Top of Records supplied

Issue #1260, opened 2021-03-31
enable_binlog not imported from ansible inventory


lucklove:
## Bug Report

Please answer these questions before submitting your issue. Thanks!

1. What did you do?

Deploy an ansible cluster with [enable_binlog](https://github.com/pingcap/tidb-ansible/blob/master/inventory.ini#L85) = True

And execute `tiup cluster import` in the ansible directory.

2. What did you expect to see?
The cluster should be imported and when I execute `tiup cluster edit-config xxx`, I should see a config `binlog.enable = true` in TiDB's config.

3. What did you see instead?
The cluster import success, but the config `binlog.enable` not present.

4. What version of TiUP are you using (`tiup --version`)?
v1.4.0

PR #1261, opened 2021-03-31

Bottom of Records supplied

> [What to do]:
Nothing before the line containing "## Bug Report" should be repeated; repeat that line and all later lines through the end of the data above, exactly.

> [Response for this exercise]:
## Bug Report

Please answer these questions before submitting your issue. Thanks!

1. What did you do?

Deploy an ansible cluster with [enable_binlog](https://github.com/pingcap/tidb-ansible/blob/master/inventory.ini#L85) = True

And execute `tiup cluster import` in the ansible directory.

2. What did you expect to see?
The cluster should be imported and when I execute `tiup cluster edit-config xxx`, I should see a config `binlog.enable = true` in TiDB's config.

3. What did you see instead?
The cluster import success, but the config `binlog.enable` not present.

4. What version of TiUP are you using (`tiup --version`)?
v1.4.0

PR #1261, opened 2021-03-31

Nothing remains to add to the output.